Existing ETL tools require significant effort to create packages – even for simple files -and end up being a bottleneck in any data exploration or science project. This solution provides a simple 4-step workflow covering the most common tasks.

Technical Benefits

In addition to the application features, this solution can be used as a template to integrate with the following technologies:

  • .NET Core 3 on Linux
  • Docker deployment with .NET Core
  • Blazor web pages for building rich interactive UIs using C# instead of JavaScript
  • Electron.NET for packaging web pages as standalone application
  • Visual Studio Solution with common code for Docker and Electron packages

Scalable & Portable Design

The code base is designed for portability across multiple OSes (Linux, Windows, MacOS) and hosts (Docker, Electron). The underlying architecture follows patterns that enable the efficient handling of large data sets.

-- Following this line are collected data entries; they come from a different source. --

PR #2040, opened 2023-08-23
[blockly] Fix ZDT comparison between block on GraalJS

### LINKED ISSUE #2038: [Blockly] Adding a DateComparison block always adds the Nashorn JS code
## The problem

Adding a "Date comparison Between" block in Blockly will always add the Nashorn zdt comparison code to the generated script.
image

## Expected behavior

The expectation is that it should add the GraalVM zdt comparison code, if GrallVM is selected as script type.
image

## Steps to reproduce

1. Add in the DateComparison Between block to an empty Blockly script
2. Save the script
3. Check the Code page, it will show the NasHorn zdt code.
4. Running the script will then fail, as the zdt functions can't be found.

## Your environment

runtimeInfo:
  version: 4.0.2
  buildString: Release Build
locale: da-DK
systemInfo:
  configFolder: /etc/openhab
  logFolder: /var/log/openhab
  javaVersion: 17.0.7
  javaVendor: Raspbian
  osName: Linux
  osVersion: 6.1.21-v7+
  osArchitecture: arm
  availableProcessors: 4
  freeMemory: 101884896
  totalMemory: 324403200
  startLevel: 100
bindings: null
clientInfo:
  device:
    ios: false
    android: false
    androidChrome: false
    desktop: true
    iphone: false
    ipod: false
    ipad: false
    edge: false
    ie: false
    firefox: false
    macos: false
    windows: false
    cordova: false
    phonegap: false
    electron: false
    nwjs: false
    webView: false
    webview: false
    standalone: false
    pixelRatio: 1
    prefersColorScheme: dark
  isSecureContext: false
  locationbarVisible: true
  menubarVisible: true
  navigator:
    cookieEnabled: true
    deviceMemory: N/A
    hardwareConcurrency: 8
    language: da-DK
    languages:
      - da-DK
      - da
      - en-US
      - en
      - de
    onLine: true
    platform: Linux x86_64
  screen:
    width: 1920
    height: 1080
    colorDepth: 24
  support:
    touch: false
    pointerEvents: true
    observer: true
    passiveListener: true
    gestures: false
    intersectionObserver: true
  themeOptions:
    dark: dark
    filled: true
    bars: light
    homeNavbar: default
    homeBackground: default
  userAgent: Mozilla/5.0 (X11; CrOS x86_64 14541.0.0) AppleWebKit/537.36 (KHTML,
    like Gecko) Chrome/116.0.0.0 Safari/537.36
timestamp: 2023-08-23T15:27:15.278Z

```yaml

```

## Browser console

```txt

```

Dooleweerdt:
Fixes #2038

### DIFF
--- a/bundles/org.openhab.ui/web/src/assets/definitions/blockly/blocks-dateoffsets.js
+++ b/bundles/org.openhab.ui/web/src/assets/definitions/blockly/blocks-dateoffsets.js
@@ -737,7 +737,7 @@ export default function (f7, isGraalJs) {
   * Code part
   */
   javascriptGenerator['oh_zdt_between'] = function (block) {
-    let zdtCompare = addDateComparisonSupportNashorn()
+    let zdtCompare = (isGraalJs) ? addDateComparisonSupportGraalVM() : addDateComparisonSupportNashorn()
     let zdtOne = javascriptGenerator.valueToCode(block, 'zdtOne', javascriptGenerator.ORDER_ATOMIC)
     let zdtTwo = javascriptGenerator.valueToCode(block, 'zdtTwo', javascriptGenerator.ORDER_ATOMIC)
     let zdtThree = javascriptGenerator.valueToCode(block, 'zdtThree', javascriptGenerator.ORDER_ATOMIC)


Dooleweerdt:
Another way of solving this could be to move the original line in 740 to 750 (into the else clause of isGraalJS):
`      let zdtCompare = addDateComparisonSupportNashorn()
`
zdtCompare is only used in this part of the function.

stefan-hoehn (approved):
Thx @Dooleweerdt to catch this and provide the fix.

@openhab/webui-maintainers This fix looks good to me as it is similar to how it is done in "oh_zdt_compare". Do you mind merging it?

florian-h05 (approved):
LGTM, thanks!

MarkusThur:
question...
How to get the fix, once it is merged, as i did run into that issue also :-)

Intermediate workarounds I found:

Variant a: set scripting language to ECMA - 262 Edition 5.1 (Nashorn)

Variant b: dont use the IS - AFTER block when between block was used => reformulate it as IS - BETWEEN - AND  block, which should be possible in most cases
AFTER equals between <timepoint> and <something which is definitely in the future, like testitem + 1 year>
BEFORE equals <something definitely far in the past like testitem - 1 year> and <timepoint>
If after or equal or before or equal are critical or the precision is critical, the one needs also proper mathematical transformations of that to be aplied to the testitem and the timepoint to test against.

florian-h05:
> How to get the fix, once it is merged, as i did run into that issue also :-)

Either install the openHAB 4.1.0 SNAPSHOTs (I do not recommend this unless you are one of the very technical openHAB users and willing to regularly take care of it) or wait for a 4.0.x patch release. I will backport this.

MarkusThur:
> > How to get the fix, once it is merged, as i did run into that issue also :-)
> 
> Either install the openHAB 4.1.0 SNAPSHOTs (I do not recommend this unless you are one of the very technical openHAB users and willing to regularly take care of it) or wait for a 4.0.x patch release. I will backport this.

Thank you, somehow I am normally the guy for snapshots, but as I didn't understand or didn't investigate deep enough how to setup a full working dev environment, and not fully in the picture on the release logic, I think I will wait for the back port, especially as i have a working solution, which is not even that unelegant. Where maybe the reverse workaround formulating between as after and before clause is even more powerful.
Just a short warning. Think i did find a bug with "copy of datetime" today also.. Have to try to reproduce it.. Wanted to create last midnight, 8 am, 4 pm and next midnight, by using "copy of block" with now and set 0 hours, 0 minutes, 0 seconds.. But the result was that the milliseconds still remained, so it was 00:00:00.xxx 08:00:00.xxx 16:00:00.xxx and next day 00:00:00.xxx where xxx is the miliseconds when now was evaluated first time.. I tried to set Millis, micros and Nanos also to zero.. No difference.. It stayed that my created times are always exactly the amount to late that now is after the full second on evaluation time.. But i have to test that further and produce a better descriprion

stefan-hoehn:
`Think i did find a bug with "copy of datetime" today also..`

Please, in this case open a new issue for that with an example on how to reproduce it. Thanks.

PR #2041, opened 2023-08-25
[blockly] Support Quantity in more math blocks

### LINKED ISSUE #2001: [blockly] Add common Math operations support for Quantity
## The problem

Associated with PR #2000. 

Common mathematical operations provided by the standard JavaScript `Math` class cannot be used with `Quantity` objects. 

## Your suggestion

It probably doesn't make sense to support all of the possible operations but the following list makes sense to me.

- `abs`
- `ceil`
- `floor`
- `max`
- `min`
- maybe `pow` (I can go either way on this since raising a Quantity to a power likely changes the unit which obviously wouldn't actually happen here by implementing this outside of the QuantityType library)
- maybe `fround` (I'm not sure I've ever seen this used in rules)
- maybe `trunc` (also I'm not sure I've seen this used in rules and the same result can be achieved using `ceil` and `floor` I think

I can't imagine users needing to do trig or log match in rules with units so all that stuff can be skipped.

stefan-hoehn:
fixes #2001

- Adds Quantity support for more math blocks.
- math_single had to be reimplemented
- math_minmax was added

image

Note that there is a special case on min/max if the inputs are not of equal type an error will be shown to user:

image

In the special case of variables Blockly does its best to detect the right code to be generated for the min/max block:
- both are variables -> then numerical input is expected
- one of inputs is a variable: then blockly uses the type of the other non-var-block to base the generation on (either number or quantity comparison).
- note that no type conversion of the inputs is done

Here are working examples that depict what is possible:

image

### DIFF
--- a/bundles/org.openhab.ui/web/src/assets/definitions/blockly/blocks-math.js
+++ b/bundles/org.openhab.ui/web/src/assets/definitions/blockly/blocks-math.js
@@ -264,23 +264,37 @@ export default function (f7, isGraalJs) {
           case 'max': return 'Return the maximum of both inputs'
         }
       })
+      this.setOnChange(function (changeEvent) {
+        if (changeEvent.type === 'move') {
+          const typeInfo = computeMinMaxOutputType(this, false)
+          this.setOutput(true, typeInfo.leadType)
+        }
+      })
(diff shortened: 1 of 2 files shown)


florian-h05 (approved):
LGTM, thanks!

I have fixed two bugs:
- the lead type was not correctly determined due to a typo
- the lead type did not default to `Number` if both input were vars, which made the block have not set an output type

The API is extensible and other analyzers can be added to identify new data types.

Application Workflow

The diagram below illustrates the structure of the solution.

System Architecture

Resources

Reference information about the underlying technologies used in creating the solution can be found here; .NET CoreBlazorElectron, and Docker.

Tutorials

The table below provides a non-comprehensive list of links to tutorials the author has found to be most useful.

Tutorial Content Summary
 

ASP.NET Core

ASP.NET Core is a cross-platform, high-performance, open-source framework for building modern, cloud-based, Internet-connected applications
Blazor Blazor is a project that uses WebAssembly (https://webassembly.org) in order to allow client side development using C# as opposed to the usual Javascript frameworks (React, Angular, etc)
Electron.NET Electron.NET (built using Electron https://electronjs.org) is a tool that allows the users to host .NET apps across different platforms
Docker Docker technology enables the running of applications (docker images) on Docker Engines which are essentially isolated virtual machines that sit on top of server operating systems.

 

Tips and Traps

  • Working with Blazor: This new technology has significantly simplified web development by allowing you to write all the front-end logic in C#. However, the lifecycle/rendering of the components needs to be understood for complex user interactions.
    • An example of Blazor C# in can be found in the WebAppMaterialize project, in the folder components, and the subfolder pages. Any file ending in .razor will contain client side C#.
  • NET Core: It is important to understand IoC and Dependency Injection in order to architect the application properly and design the services.
    • In Uploadcontroller.cs in the WebAppMaterialize project, the constructor demonstrates an example of constructor injection, a type of dependency injection.
  • Large File Upload: Code on both the client side and server side were required to implement XHR file upload (the technology splits the file into chunks instead of one large upload). JQuery was used on the web client interface and a custom controller was developed for server side.
    • The upload functionality can be found in UploadController.cs in the WebAppMaterialize project, in the Controllers folder.
  • Multi-threading: Reactive design with Rx.NET was used to streamline the processing pipeline in multiple threads. The configuration of the scheduler threading was a key to separate event processing from the UI feedback updates.
    • Multi-threading examples can be found in the StreamReadFileAsync function which is written in FileAnalyzer.cs in the DataTools project.